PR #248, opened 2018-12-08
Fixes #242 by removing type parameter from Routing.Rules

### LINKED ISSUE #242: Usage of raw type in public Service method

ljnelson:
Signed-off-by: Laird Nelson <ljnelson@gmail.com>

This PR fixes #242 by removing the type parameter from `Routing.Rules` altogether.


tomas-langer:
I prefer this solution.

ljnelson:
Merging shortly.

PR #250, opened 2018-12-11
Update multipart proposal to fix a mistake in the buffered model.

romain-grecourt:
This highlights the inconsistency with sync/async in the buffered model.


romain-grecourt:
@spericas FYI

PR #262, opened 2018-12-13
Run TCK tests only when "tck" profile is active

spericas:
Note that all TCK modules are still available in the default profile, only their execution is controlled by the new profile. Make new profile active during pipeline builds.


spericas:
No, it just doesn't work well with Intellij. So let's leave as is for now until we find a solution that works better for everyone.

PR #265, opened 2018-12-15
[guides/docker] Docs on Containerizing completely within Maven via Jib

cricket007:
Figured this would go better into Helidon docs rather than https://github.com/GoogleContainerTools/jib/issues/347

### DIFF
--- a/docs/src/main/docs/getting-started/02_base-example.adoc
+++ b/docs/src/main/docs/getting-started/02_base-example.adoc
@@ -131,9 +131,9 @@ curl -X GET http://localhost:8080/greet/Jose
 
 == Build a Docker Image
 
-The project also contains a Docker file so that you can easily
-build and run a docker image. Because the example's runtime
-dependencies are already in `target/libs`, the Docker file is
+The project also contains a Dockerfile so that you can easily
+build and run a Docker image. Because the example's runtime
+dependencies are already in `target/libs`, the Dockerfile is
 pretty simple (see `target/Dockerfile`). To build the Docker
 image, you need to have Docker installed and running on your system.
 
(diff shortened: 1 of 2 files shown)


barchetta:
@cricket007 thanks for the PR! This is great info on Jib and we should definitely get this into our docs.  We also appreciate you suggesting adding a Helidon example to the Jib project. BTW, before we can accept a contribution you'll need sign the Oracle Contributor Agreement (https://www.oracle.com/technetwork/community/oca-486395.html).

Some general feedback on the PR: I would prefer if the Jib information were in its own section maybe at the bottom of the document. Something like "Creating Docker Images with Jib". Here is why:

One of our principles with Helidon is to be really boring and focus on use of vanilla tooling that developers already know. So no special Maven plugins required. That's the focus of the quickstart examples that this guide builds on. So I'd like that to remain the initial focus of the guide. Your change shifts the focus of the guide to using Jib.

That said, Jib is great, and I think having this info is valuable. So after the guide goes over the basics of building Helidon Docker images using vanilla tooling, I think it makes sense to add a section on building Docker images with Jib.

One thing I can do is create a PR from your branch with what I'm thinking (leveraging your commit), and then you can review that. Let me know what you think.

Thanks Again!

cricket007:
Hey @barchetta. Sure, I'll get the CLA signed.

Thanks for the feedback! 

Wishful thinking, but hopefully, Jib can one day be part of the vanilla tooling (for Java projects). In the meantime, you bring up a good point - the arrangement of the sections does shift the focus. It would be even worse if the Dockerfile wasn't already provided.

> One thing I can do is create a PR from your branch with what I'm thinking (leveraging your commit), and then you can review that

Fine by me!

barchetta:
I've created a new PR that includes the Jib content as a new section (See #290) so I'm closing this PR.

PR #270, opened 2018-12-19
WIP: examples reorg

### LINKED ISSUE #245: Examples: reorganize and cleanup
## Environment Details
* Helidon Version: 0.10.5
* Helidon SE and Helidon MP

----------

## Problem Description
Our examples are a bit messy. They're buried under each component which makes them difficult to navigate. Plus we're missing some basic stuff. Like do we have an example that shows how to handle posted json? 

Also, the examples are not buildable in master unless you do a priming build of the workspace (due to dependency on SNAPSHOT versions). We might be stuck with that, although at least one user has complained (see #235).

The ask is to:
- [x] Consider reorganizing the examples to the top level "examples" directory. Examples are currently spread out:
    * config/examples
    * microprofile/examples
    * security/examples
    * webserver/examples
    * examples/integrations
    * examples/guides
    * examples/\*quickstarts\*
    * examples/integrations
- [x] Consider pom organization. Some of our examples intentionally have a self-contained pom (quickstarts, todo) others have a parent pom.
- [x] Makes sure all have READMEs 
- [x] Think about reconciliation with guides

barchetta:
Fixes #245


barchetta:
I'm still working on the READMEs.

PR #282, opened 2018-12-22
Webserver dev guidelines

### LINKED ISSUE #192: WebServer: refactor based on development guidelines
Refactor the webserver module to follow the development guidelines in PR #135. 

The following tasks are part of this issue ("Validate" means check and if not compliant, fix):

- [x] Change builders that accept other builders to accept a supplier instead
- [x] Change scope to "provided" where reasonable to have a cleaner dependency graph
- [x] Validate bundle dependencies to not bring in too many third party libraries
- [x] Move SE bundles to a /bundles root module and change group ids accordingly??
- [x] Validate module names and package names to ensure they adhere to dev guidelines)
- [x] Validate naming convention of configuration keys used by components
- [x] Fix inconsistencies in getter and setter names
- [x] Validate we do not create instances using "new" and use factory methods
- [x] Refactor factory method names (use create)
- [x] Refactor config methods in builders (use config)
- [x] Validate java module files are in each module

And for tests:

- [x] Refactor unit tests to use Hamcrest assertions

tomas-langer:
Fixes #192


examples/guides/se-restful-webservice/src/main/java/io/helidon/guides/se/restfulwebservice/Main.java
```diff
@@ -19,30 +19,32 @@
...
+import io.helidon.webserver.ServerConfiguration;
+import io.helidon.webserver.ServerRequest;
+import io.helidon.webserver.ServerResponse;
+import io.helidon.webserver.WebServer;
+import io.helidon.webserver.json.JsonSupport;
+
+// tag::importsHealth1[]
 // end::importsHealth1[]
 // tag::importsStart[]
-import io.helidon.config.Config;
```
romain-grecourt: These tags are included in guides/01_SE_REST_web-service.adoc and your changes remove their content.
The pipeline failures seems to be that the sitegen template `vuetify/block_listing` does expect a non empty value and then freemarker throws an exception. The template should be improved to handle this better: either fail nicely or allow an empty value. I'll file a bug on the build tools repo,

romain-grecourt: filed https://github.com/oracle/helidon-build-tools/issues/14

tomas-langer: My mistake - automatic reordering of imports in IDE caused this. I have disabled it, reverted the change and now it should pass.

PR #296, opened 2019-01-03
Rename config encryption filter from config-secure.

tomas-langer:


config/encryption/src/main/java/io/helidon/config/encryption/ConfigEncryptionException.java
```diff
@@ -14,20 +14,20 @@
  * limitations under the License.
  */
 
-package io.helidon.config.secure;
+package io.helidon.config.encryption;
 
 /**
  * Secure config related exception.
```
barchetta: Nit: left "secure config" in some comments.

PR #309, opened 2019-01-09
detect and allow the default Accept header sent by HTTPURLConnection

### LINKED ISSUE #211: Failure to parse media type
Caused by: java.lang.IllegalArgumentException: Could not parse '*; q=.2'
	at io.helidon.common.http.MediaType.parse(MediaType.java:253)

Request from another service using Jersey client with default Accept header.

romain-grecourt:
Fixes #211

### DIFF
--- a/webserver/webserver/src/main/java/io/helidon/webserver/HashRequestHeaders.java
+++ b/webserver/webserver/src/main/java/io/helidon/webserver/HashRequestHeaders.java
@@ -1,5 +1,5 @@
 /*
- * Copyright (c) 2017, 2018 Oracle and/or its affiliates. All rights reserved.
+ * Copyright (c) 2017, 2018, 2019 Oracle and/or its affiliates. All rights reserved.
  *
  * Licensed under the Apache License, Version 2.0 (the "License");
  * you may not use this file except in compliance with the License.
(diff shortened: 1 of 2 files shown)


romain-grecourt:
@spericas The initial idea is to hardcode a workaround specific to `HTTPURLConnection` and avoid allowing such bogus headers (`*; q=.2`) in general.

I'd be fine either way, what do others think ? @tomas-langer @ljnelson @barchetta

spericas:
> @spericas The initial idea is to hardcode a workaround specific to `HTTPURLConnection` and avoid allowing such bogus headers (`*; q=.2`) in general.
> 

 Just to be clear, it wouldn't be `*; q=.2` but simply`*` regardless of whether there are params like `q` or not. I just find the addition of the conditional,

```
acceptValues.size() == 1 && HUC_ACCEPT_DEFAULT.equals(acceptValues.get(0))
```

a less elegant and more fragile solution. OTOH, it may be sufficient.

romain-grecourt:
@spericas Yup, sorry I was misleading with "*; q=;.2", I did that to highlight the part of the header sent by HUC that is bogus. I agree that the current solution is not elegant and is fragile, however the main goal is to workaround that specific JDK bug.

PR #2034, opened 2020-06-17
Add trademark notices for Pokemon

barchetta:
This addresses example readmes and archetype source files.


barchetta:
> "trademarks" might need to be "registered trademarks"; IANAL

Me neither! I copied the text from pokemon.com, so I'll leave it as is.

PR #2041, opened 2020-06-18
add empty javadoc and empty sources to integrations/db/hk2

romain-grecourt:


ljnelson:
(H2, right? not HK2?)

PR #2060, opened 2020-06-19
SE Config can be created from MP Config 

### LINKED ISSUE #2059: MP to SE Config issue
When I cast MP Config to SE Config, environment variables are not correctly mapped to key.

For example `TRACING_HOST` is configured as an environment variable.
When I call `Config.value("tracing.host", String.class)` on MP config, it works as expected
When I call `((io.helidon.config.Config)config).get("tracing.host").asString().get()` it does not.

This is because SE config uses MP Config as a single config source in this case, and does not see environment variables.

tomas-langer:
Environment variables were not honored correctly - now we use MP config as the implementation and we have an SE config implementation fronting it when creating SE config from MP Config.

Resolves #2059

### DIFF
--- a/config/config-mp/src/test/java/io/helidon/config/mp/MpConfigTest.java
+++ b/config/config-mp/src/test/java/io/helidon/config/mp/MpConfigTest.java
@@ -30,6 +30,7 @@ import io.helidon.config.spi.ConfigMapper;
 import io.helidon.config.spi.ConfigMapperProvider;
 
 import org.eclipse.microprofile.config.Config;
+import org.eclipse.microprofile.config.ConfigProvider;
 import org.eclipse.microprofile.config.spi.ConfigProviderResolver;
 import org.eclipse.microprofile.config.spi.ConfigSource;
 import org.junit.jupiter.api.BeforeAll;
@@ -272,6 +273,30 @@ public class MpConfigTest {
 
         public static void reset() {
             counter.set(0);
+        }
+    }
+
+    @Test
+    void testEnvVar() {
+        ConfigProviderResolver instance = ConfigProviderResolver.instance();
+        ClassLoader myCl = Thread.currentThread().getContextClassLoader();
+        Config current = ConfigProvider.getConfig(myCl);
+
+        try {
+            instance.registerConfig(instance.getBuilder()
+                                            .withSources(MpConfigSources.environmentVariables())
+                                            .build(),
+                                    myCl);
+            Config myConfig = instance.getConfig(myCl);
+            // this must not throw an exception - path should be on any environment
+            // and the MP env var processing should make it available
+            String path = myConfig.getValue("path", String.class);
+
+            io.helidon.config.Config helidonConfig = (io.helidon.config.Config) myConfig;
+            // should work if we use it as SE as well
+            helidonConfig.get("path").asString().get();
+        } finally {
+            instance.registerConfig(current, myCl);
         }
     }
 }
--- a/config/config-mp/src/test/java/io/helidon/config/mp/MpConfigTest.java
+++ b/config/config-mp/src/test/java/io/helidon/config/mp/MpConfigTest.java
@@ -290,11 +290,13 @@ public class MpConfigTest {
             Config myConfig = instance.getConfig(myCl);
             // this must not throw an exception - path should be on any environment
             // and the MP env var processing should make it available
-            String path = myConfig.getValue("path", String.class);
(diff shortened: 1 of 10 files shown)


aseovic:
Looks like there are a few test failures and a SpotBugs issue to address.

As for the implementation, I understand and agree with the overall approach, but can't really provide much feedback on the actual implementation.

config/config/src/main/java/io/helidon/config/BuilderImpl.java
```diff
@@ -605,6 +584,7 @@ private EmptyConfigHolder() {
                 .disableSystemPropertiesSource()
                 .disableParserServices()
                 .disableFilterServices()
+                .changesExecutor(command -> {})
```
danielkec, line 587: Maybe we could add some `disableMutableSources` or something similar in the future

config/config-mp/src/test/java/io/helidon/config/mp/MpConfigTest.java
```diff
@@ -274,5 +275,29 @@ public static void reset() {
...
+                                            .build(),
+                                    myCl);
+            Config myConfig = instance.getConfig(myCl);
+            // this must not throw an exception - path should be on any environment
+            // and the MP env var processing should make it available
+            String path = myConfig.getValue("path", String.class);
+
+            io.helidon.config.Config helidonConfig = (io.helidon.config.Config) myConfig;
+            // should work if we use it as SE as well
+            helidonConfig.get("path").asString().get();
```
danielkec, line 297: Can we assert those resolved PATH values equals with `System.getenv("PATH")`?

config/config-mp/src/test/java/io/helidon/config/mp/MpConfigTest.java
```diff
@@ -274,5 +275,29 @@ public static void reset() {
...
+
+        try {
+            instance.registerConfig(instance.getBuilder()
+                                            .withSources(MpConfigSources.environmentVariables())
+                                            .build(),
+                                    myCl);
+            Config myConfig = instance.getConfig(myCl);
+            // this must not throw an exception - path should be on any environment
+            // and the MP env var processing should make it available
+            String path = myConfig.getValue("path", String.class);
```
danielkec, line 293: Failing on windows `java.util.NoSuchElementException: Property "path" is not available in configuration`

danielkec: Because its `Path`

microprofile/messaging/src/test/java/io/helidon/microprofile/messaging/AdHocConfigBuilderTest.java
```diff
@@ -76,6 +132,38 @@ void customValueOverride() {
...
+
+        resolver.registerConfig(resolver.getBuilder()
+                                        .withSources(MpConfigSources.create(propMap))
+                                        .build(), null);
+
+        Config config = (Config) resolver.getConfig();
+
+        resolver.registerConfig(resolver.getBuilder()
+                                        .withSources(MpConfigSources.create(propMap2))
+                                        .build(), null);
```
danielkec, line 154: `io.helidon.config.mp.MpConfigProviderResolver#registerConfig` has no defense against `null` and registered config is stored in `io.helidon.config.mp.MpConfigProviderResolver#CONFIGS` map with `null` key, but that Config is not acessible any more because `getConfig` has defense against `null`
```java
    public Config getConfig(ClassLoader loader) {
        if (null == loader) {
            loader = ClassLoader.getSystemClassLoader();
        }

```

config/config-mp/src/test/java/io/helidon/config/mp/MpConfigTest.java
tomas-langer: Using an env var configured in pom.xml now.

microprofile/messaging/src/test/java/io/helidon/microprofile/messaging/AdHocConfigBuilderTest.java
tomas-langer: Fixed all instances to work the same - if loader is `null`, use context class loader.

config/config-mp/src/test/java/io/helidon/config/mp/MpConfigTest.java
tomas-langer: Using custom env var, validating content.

**Aim of the exercise:** Above are the records; please copy exactly their first line and each line after it through the line containing "PR #262, opened 2018-12-13", and no line after that.

**Solution to the exercise:**
PR #248, opened 2018-12-08
Fixes #242 by removing type parameter from Routing.Rules

### LINKED ISSUE #242: Usage of raw type in public Service method

ljnelson:
Signed-off-by: Laird Nelson <ljnelson@gmail.com>

This PR fixes #242 by removing the type parameter from `Routing.Rules` altogether.


tomas-langer:
I prefer this solution.

ljnelson:
Merging shortly.

PR #250, opened 2018-12-11
Update multipart proposal to fix a mistake in the buffered model.

romain-grecourt:
This highlights the inconsistency with sync/async in the buffered model.


romain-grecourt:
@spericas FYI

PR #262, opened 2018-12-13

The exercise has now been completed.